Women were particularly compromised, as they were declared perpetual minors who could neither inherit nor bequeath, according to the Natal Code of Native Law of 1891. This was reinforced in the Black Administration Act of 1927, only repealed in 2005.
The Traditional Courts Bill and the Communal Land Rights Act of 2004 (declared unconstitutional in 2010 for not being tagged as a bill that affects the provinces) both effectively perpetuate the second-class status of especially rural women.
The Traditional Courts Bill entrenches a localised absolutism by denying rural people not only legal representation in traditional courts but refusing them the right to opt out and have their cases heard in the civil courts.
It allows representation by relatives which, says the LRG, would reinforce the current practice of barring widows from speaking in the “sacred” space of the traditional court. The male relatives “representing” them are frequently the very same people eyeing property they are entitled to.
The irony of the re-entrenchment of this parallel system of subjugation becomes more bitter when one remembers PW Botha’s divide-and-rule tricks in the 1980s. A legal division was created between black urban insiders, admitted as part of “White South Africa”, and black rural outsiders, locked down in the 20th century’s last colonial relics, the Bantustans.

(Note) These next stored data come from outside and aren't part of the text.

PR #1197, opened 2020-05-10
[WIP] Optional Full Light for GMs

andersonfaaria:
With this change you'll be able to define if GMs will always have full light or no

### DIFF
--- a/src/protocolgame.cpp
+++ b/src/protocolgame.cpp
@@ -3448,7 +3448,10 @@ void ProtocolGame::AddCreature(NetworkMessage& msg, const Creature* creature, bo
 	}
 
 	LightInfo lightInfo = creature->getCreatureLight();
-	msg.addByte(player->isAccessPlayer() ? 0xFF : lightInfo.level);
+	if(g_config.getBoolean(ConfigManager::GM_FULL_LIGHT_ON_EQUIP_ITEM))
+		msg.addByte(player->isAccessPlayer() ? 0xFF : lightInfo.level);
+	else
+		msg.addByte(lightInfo.level);
 	msg.addByte(lightInfo.color);
 
 	msg.add<uint16_t>(creature->getStepSpeed() / 2);
@@ -3756,7 +3759,10 @@ void ProtocolGame::AddItem(NetworkMessage& msg, const Item* item)
 void ProtocolGame::AddWorldLight(NetworkMessage& msg, LightInfo lightInfo)
 {
 	msg.addByte(0x82);
-	msg.addByte((player->isAccessPlayer() ? 0xFF : lightInfo.level));
+	if(g_config.getBoolean(ConfigManager::GM_FULL_LIGHT_ON_EQUIP_ITEM))
+		msg.addByte(player->isAccessPlayer() ? 0xFF : lightInfo.level);
+	else
+		msg.addByte(lightInfo.level);
 	msg.addByte(lightInfo.color);
 }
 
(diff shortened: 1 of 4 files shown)


jlcvp (commented):
LGTM, besides the config name induces that an item must be involved

andersonfaaria:
> LGTM, besides the config name induces that an item must be involved

it's because by default you only have full light if you equip an item that provides light or use a spell that gives you light, I didn't know which name to put but feel free to edit the commit

gerotib:
Tested and it works fine. Before I removed that myself, because this full light annoyed me. Tbh I dont even know whats the point of this being in code when you can disable light effects in client.

dudztroyer:
@gerotib it's good to have this toggle since you might want to test map light effects with the GM

gerotib:
@dudztroyer Yeah, thats what I meant. I think that this should work for gms like for normal players, if someone prefer full light all the time then just enable it in client.

andersonfaaria:
Following @gpedro suggesiton I'll move this to a flag instead, I think it makes a lot more sense than a configuration in config.lua. Anyone have a different opinion?

src/protocolgame.cpp
```diff
@@ -3448,7 +3448,10 @@ void ProtocolGame::AddCreature(NetworkMessage& msg, const Creature* creature, bo
 	}
 
 	LightInfo lightInfo = creature->getCreatureLight();
-	msg.addByte(player->isAccessPlayer() ? 0xFF : lightInfo.level);
+	if(g_config.getBoolean(ConfigManager::GM_FULL_LIGHT_ON_EQUIP_ITEM))
+		msg.addByte(player->isAccessPlayer() ? 0xFF : lightInfo.level);
+	else
+		msg.addByte(lightInfo.level);
```
lgrossi, line 3454: I personally would remove the ternary here:

```
	if(g_config.getBoolean(ConfigManager::GM_FULL_LIGHT_ON_EQUIP_ITEM) && player->isAccessPlayer())
		msg.addByte(0xFF);
	else
		msg.addByte(lightInfo.level);
```

That's quite personal and just a suggestion, feel free to ignore.

src/protocolgame.cpp
```diff
@@ -3756,7 +3759,10 @@ void ProtocolGame::AddItem(NetworkMessage& msg, const Item* item)
 void ProtocolGame::AddWorldLight(NetworkMessage& msg, LightInfo lightInfo)
 {
 	msg.addByte(0x82);
-	msg.addByte((player->isAccessPlayer() ? 0xFF : lightInfo.level));
+	if(g_config.getBoolean(ConfigManager::GM_FULL_LIGHT_ON_EQUIP_ITEM))
+		msg.addByte(player->isAccessPlayer() ? 0xFF : lightInfo.level);
+	else
+		msg.addByte(lightInfo.level);
```
lgrossi, line 3765: same as above

src/protocolgame.cpp
```diff
@@ -3766,7 +3772,10 @@ void ProtocolGame::AddCreatureLight(NetworkMessage& msg, const Creature* creatur
 
 	msg.addByte(0x8D);
 	msg.add<uint32_t>(creature->getID());
-	msg.addByte((player->isAccessPlayer() ? 0xFF : lightInfo.level));
+	if(g_config.getBoolean(ConfigManager::GM_FULL_LIGHT_ON_EQUIP_ITEM))
+		msg.addByte(player->isAccessPlayer() ? 0xFF : lightInfo.level);
+	else
+		msg.addByte(lightInfo.level);
```
lgrossi, line 3778: same as above

src/protocolgame.cpp
```diff
@@ -3766,7 +3772,10 @@ void ProtocolGame::AddCreatureLight(NetworkMessage& msg, const Creature* creatur
...
 	msg.addByte(lightInfo.color);
 }
```
lgrossi, line 3781: Maybe consider to centralize a function 'addLight'? So that we can have single place for the whole light logic.

```
void ProtocolGame::addLight(const OutputMessagePtr &msg, const LightInfo lightInfo)
{
    if(g_config.getBoolean(ConfigManager::GM_FULL_LIGHT_ON_EQUIP_ITEM) && player->isAccessPlayer())
		msg.addByte(0xFF);
	else
		msg.addByte(lightInfo.level);
}
msg.addByte(lightInfo.color);
```

lgrossi (commented):
General suggestions, I strong recommend to centralize the addLight logic, though.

The LRG sees the bill as part of a “silent coup”. The legal perpetuation of these colonial dynamics is a testimony to how well traditionalists have navigated the post-apartheid parliament to promote their own interests.
Since the traditionalists’ political flip-flop away from the apartheid regime into the lap of the ANC, they have had more success than other reactionaries such as the volkstaters.
Could it be because traditional leaders are promoters of a system that enables the kind of social control that a government could use in times of socio-economic distress?
British colonialist Theophilus Shepstone said in the 1880s that the main objective of customary law was to “ensure control”, as the “natives” were not regarded as sufficiently “civilised” to enjoy citizen’s rights.
At least the bill does not refer to civilisation but its stated aim is to position traditional leadership as an “institution” that maintains “peace and harmony” and “prevents conflict”.
Are these 21st century euphemisms for social control?
Of course, the bill is saturated with references to upholding the constitution. One clause accentuates women’s participation.
But, if the Traditional Leadership and Governance Framework Act is anything to go by, the commitment to gender equality is thin. That act allows for its own measly one-third quota for women in traditional councils to be lowered even further if there are too few women available to fill the positions.
Finally, the way in which the Traditional Courts Bill found its way back to parliament undermines the pledges of constitutional alignment.
Civil society, including rural people, pointed out the problems when it was first tabled in 2008, including that only traditional leaders had been consulted in its drafting.
Instead of addressing these flaws, the exact same version of the bill has been re-tabled in the National Council of Provinces, which shows that it was the Communal Land Rights Act’s failure in the Constitutional Court that was heeded and not the calls of rural South Africans.
l Christi van der Westhuizen is a journalist and an author. This monthly column series is made available by the Open Society Foundation for South Africa to monitor the health of our democracy.